Lang is a principal investigator on the ongoing research along with project collaborator, David Copenhagen, PhD, a scientist in the departments of Ophthalmology and Physiology at UCSF. The scientists say their current study, conducted in mouse models, includes several unexpected findings.
"Several stages of mouse eye development occur after birth," says Copenhagen. "Because of this, we had always assumed that if light played a role in the development of the eye, it would also happen only after birth."
But researchers in the current study found that activation of the newly described light-response pathway must happen during pregnancy to activate the carefully choreographed program that produces a healthy eye. Specifically, they say it is important for a sufficient number of photons to enter the mother’s body by late gestation, or about 16 days into a mouse pregnancy.
Researchers were also surprised to learn that photons of light activate a protein called melanopsin directly in the fetus – not the mother – to help initiate normal development of blood vessels and retinal neurons in the eye.
One purpose of the light-response pathway is to suppress the number of blood vessels that form in the retina. These vessels are critical to retinal neurons, which require large amounts of oxygen to form and to function. When retinopathy of prematurity occurs in infants, retinal vessels grow almost unchecked. This continued expansion puts intense pressure on the developing eye and in extreme cases causes severe damage and blindness.
The research team led by Lang and Copenhagen conducted several experiments in laboratory mouse models that allowed them to identify the light-response pathway’s specific components and function.
Mice were reared in the dark and in a normal day-night cycle beginning at late gestation to observe the comparative effects on vascular development of the eye. The researchers verified the function of the light response pathway by mutating an opsin gene in mice called Opn4 that produces melanopsin, in essence preventing activation of the photo pigment.

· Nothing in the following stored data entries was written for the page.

PR #650, opened 2025-10-12
[Sema] Feature: CS Scoring

### LINKED ISSUE #609: Cannot assign negative integer literal to typed variable (Int) at top level
Assigning a negative integer literal to a typed variable like `Int` causes an ambiguous type resolution error when done outside a function context.

// OK
fn foo(x: Int) {
}

foo(-456);

// No OK
varr b: Int = -456;

### LINKED ISSUE #618: Fix Constraint System to use Scoring system
The constraint system currently does not use a scoring system, and instead relies on the correct order of constraints, which can be flaky

Snowy1803:
Closes #618
Works but currently slows Sema down by a lot
Closes #609 as well

### DIFF
--- a/include/Sema/Sema.hpp
+++ b/include/Sema/Sema.hpp
@@ -10,6 +10,11 @@ namespace glu::sema {
 class ImportManager;
 class ScopeTable;
 
+/// @brief Checks if a type is concrete (not a type variable or dependent on
+/// type variables).
+/// @param type The type to check.
+/// @return True if the type is concrete (no type variables left), false
+/// otherwise.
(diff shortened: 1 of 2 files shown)


LindonAliu (dismissed):
lgtm

include/Sema/Sema.hpp
```diff
@@ -10,6 +10,8 @@ namespace glu::sema {
 class ImportManager;
 class ScopeTable;
 
+bool typeIsConcrete(glu::types::Ty type);
```
badermarouan: doc, define what is a concrete type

Both mice reared under dark conditions from late gestation, and those with mutated Opn4, exhibited nearly identical promiscuous expansion of hyaloid vessels and abnormal retinal vascular growth. The unchecked vascular growth was driven by the protein vascular endothelial growth factor (Vegfa). When the light response pathway is properly engaged, it modulates Vegfa to help prevent promiscuous vascular growth, according to researchers.
The melanopsin protein is present in both mice and humans during pregnancy. Lang said the research team is continuing to study how the light-response pathway might influence the susceptibility of pre-term infants to retinopathy of prematurity and also be related to other diseases of the eye.